▽

PR #2075, opened 2026-07-27
Merge maint/v2.8.x back to `main`, restoring shielded voting on the Ironwood stack

### LINKED ISSUE #2056: backend-lib: the zcash_voting =0.11.0 pin duplicates six Zcash crates in the native library
Follow-up from the review of #2051.

Because `zcash_voting` is pinned to `=0.11.0` while everything else moved to the librustzcash 0.24 generation, the merged `backend-lib/Cargo.lock` carries **two versions of six Zcash crates**:

| crate | versions in the lock |
| --- | --- |
| `orchard` | 0.14.0, 0.15.4 |
| `zcash_primitives` | 0.28.0, 0.30.0 |
| `zcash_protocol` | 0.9.0, 0.10.1 |
| `zcash_address` | 0.12.0, 0.13.0 |
| `zcash_transparent` | 0.8.0, 0.10.0 |
| `pczt` | 0.7.0, 0.8.0 |

#2051's description mentions the first two; the other four are duplicated as well.

Mitigating: `halo2_proofs` (0.3.4) and `sapling-crypto` (0.7.0) each resolve to a single version, which caps how bad the size impact can be.

### Asks

**1. Measure the cost.** Record the stripped `.so` size per ABI before and after #2051. This is an Android library, so native size lands directly in consumer APKs.

**2. Collapse the duplication** once `zcash_voting` supports the orchard 0.15 line, and drop the `=` pin at that point.

**3. Write down the invariant that makes the split safe.** #2051's description states that "the voting JNI surface only uses `orchard::primitives::redpallas` and never passes orchard types across the `zcash_voting` boundary". The first half is not accurate — the voting code also uses `orchard::keys::Scope`, `orchard::note::{Note, ExtractedNoteCommitment}`, `orchard::tree::MerkleHashOrchard`, and `orchard::NOTE_COMMITMENT_TREE_DEPTH`.

The conclusion still holds: the `zcash_voting` boundary is byte-oriented (`fvk_bytes`, `hotkey_raw_address`, raw note data), so no orchard type crosses it. But that is the stronger and more useful statement, and it belongs in a comment next to the pin in `Cargo.toml`, because it is what keeps the two-version graph sound.

Worth calling out explicitly in that comment: witness data computed with `MerkleHashOrchard` from **orchard 0.15** is consumed by voting-circuits via **orchard 0.14**. That crossing is by bytes, so the compiler cannot catch a divergence — only the voting instrumentation tests exercise it.

nuttycom:
Merges the 2.8.x maintenance line back into `main` and brings the shielded voting surface onto the Ironwood (NU6.3) dependency stack in the process.

Closes #2056.

## Why the dependency had to move

`zcash_voting` was pinned to `=0.11.0` from crates.io, which requires the pre-Ironwood librustzcash family. Since this crate is on the Ironwood family, cargo resolved **both**, and the native library carried two copies each of eight Zcash crates: `orchard`, `pczt`, `shardtree`, `zcash_address`, `zcash_keys`, `zcash_primitives`, `zcash_protocol` and `zcash_transparent`. That is what #2056 reports.

The dependency now comes from [`zodl-inc/zcash_voting@bde9ee02`](https://github.com/zodl-inc/zcash_voting/commit/bde9ee0283ff3e23995bd6996dff3ba1f8969076) (version `2.0.0-rc.1`), whose pins match this crate's. Every Zcash crate resolves exactly once. Voting is compiled unconditionally again rather than gated behind `cfg(zcash_voting)`, and the ERROR-level deprecation on `VotingRustBackend` is gone.

**Reviewers: check the version requirement and the patched revision together.** A `[patch.crates-io]` entry only applies when it satisfies the dependency requirement. If the two drift apart, cargo silently ignores the patch, resolves the crates.io release, and rebuilds the duplicated graph — while still compiling successfully. It reports this only as a warning. `backend-lib/Cargo.toml` carries a comment to that effect.

## API changes

Upstream absorbed orchestration this SDK used to drive step by step and made the intermediate steps private, so the JNI surface goes from 60 native entry points to 55: three added, eight removed (seven public API, the eighth a test fixture).

Four vote-casting entry points collapse into a single `commitVote`. `storeVoteTxHash` merges into the conflict-checked `markVoteSubmitted`. `decomposeWeight` has no replacement. Full detail is in `CHANGELOG.md`.

### The change most likely to affect a shipped wallet

Voting hotkeys are no longer derived from the wallet seed. They are app-owned random values, so **the application must persist the hotkey's stored secret**. It cannot be re-derived: restoring a wallet from its seed phrase does not restore the ability to vote, and voting power already delegated to a hotkey whose secret was lost is forfeit. Hotkeys created by an earlier SDK version do not carry over.

### One API changed meaning without changing signature

`deriveHotkeyRawAddress(ByteArray, Int)` is byte-identical before and after, but its first parameter went from a wallet-seed-derived `hotkeySeed` to an app-owned `hotkeyStoredSecret`. **Every existing call site compiles unchanged.**

This is worse than a normal rename: BIP-39 seeds are exactly 64 bytes, which is exactly the required stored-secret length, so a wallet that keeps passing its wallet seed is *accepted at run time* and silently returns a different address — while its wallet seed becomes per-round hotkey material in possibly weaker storage. There is no compile error to catch it.

## Two pre-existing bugs the port surfaced

Neither was caused by this work; adapting to the new API exposed them, and neither could be left for a follow-up because the port does not function with them in place.

- The consensus branch id was hardcoded to `BranchId::Nu6`. Upstream now validates the supplied branch against the round's stored snapshot, and governance PCZT construction accepts only `Nu6_3`, so every real Ironwood round would have failed at run time. It is now derived from the round.
- Two PCZT readers looked in `pczt.orchard()`, which is **empty** for an NU6.3 governance PCZT — its actions are Ironwood/V3. Signature extraction and the recipient fixture read the wrong bundle.

## Test plan

Run locally on macOS with JDK 17:

- `cargo check --lib --all-targets`, `cargo clippy --all-targets`, `cargo fmt --check` — clean, no warnings
- `cargo test --lib` — 14 passed, 0 failed
- `./scripts/ci-local.sh quick` and `fast` — both pass (detekt, ktlint, unit tests)
- `:backend-lib:compileDebugAndroidTestKotlin` and `:sdk-lib:compileDebugAndroidTestKotlin` — both compile

The JNI boundary was cross-checked mechanically rather than by inspection, because a Kotlin `external fun` whose native counterpart changed compiles cleanly and fails only when invoked:

- 55 Kotlin `external fun` declarations against 55 Rust exports — set-identical, with zero arity, positional-type or return-type mismatches
- `javap -p -s` on the compiled `VotingRustBackend` — all 55 JVM descriptors match the Rust parameter lists
- `nm -gU` on the built `libzcashwalletsdk.so` — 47 exported voting symbols; the 8 absent are exactly the `android-test-fixtures`-gated ones
- 18/18 JNI model constructor descriptors verified against the compiled classes, which rules out `NoSuchMethodError`

**What the static checks did not cover, and what CI has now confirmed:** none of the above executes a JNI call. `VotingRustBackendTest` (47 tests) was `@Ignore`d on the maintenance line while voting was gated off, with the stated condition "re-enable with the voting module". This branch re-enables the module and deletes the `@Ignore`, so `test_android_modules_emulator` has exercised that suite against the ported native library — the first time it has run since voting was switched off.

That run found nine real failures, in three groups, each fixed in a commit of its own:

- Six from the round snapshot height. The port derives the consensus branch from the round rather than a hardcoded branch id, and governance PCZTs are Ironwood-only, so the old fixture height of `123_456` resolved to a pre-NU6.3 branch and was rejected. The fixture now sits at testnet's NU6.3 activation height, which is above mainnet's and so covers both networks the suite drives.
- Two from `share::record`, which now derives the share nullifier from the vote's own recovery bundle rather than taking one from the caller. A vote row alone is no longer enough, so the `android-test-fixtures`-gated `storeVoteFixture` helper now also writes the bundle a real `vote::commit` would have.
- One stale mock in the typesafe suite. `commitVote` checks that the commitment it receives names the bundle that was requested; the canned result named a different one. The check is correct production behaviour and is covered separately, so only the fixture moved.

A tenth surfaced on the following run, inverted: a test asserting that `extractSpendAuthSig` throws on an unsigned governance PCZT, which now succeeds. That is upstream behaviour — `extract_spend_auth_sig` falls back to scanning every action for a signature, and the Ironwood builder's IO finalizer signs the zero-value padding action, so the scan finds that one. The crate's comment on the fallback ("only the real governance spend gets signed") predates the finalizer doing so. The signature returned is real but wrong, and is caught a step later when verified against `rk` and the sighash — a containment that has its own passing test. The assertion now pins the shape of what extraction returns rather than being deleted, so an upstream change to the fallback surfaces rather than passing silently.

**All 16 checks now pass, including `test_android_modules_emulator`.** Notably, no `UnsatisfiedLinkError` or `NoSuchMethodError` appeared in any run: every failure was semantic, reached through a working JNI boundary, which is consistent with the static cross-check above.

## Follow-ups, not blocking

- `BundleLayout.dropped_count` is discarded, so notes in dust bundles below `BALLOT_DIVISOR` silently reduce a user's voting weight with no count surfaced to the caller.
- `round_consensus_branch_id` derives the branch from the caller-supplied network rather than the round's stored network. It fails closed today — upstream validates the network and then the branch id — but the stored value is available in the same query.
- `JniVotingHotkey`'s constructor and `copy()` are public where they were `internal`. Restricting them would break the only test of the length validation the restriction exists to back up, and the bypass is nominal since every native entry point takes the raw secret bytes. Documented in the type's KDoc and the changelog.
- The semgrep rule `kotlin-typesafe-returns-jni-model` has no definition or scan step anywhere in this repository, so the placement of its suppressions cannot be validated locally. The convention predates this branch; it needs whoever owns the rule.

---
Prepared with Claude Code assistance.


Cosmos-Harry (approved):
utACK [097a7d9](https://github.com/zcash/zcash-android-wallet-sdk/pull/2075/commits/097a7d919e3192fbda0501a9fb7181c6b93639c7)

△

The line above containing "passed, 0 failed", the line containing "on the built", and every line between them are to be transcribed exactly; no other line is wanted.

- `cargo test --lib` — 14 passed, 0 failed
- `./scripts/ci-local.sh quick` and `fast` — both pass (detekt, ktlint, unit tests)
- `:backend-lib:compileDebugAndroidTestKotlin` and `:sdk-lib:compileDebugAndroidTestKotlin` — both compile

The JNI boundary was cross-checked mechanically rather than by inspection, because a Kotlin `external fun` whose native counterpart changed compiles cleanly and fails only when invoked:

- 55 Kotlin `external fun` declarations against 55 Rust exports — set-identical, with zero arity, positional-type or return-type mismatches
- `javap -p -s` on the compiled `VotingRustBackend` — all 55 JVM descriptors match the Rust parameter lists
- `nm -gU` on the built `libzcashwalletsdk.so` — 47 exported voting symbols; the 8 absent are exactly the `android-test-fixtures`-gated ones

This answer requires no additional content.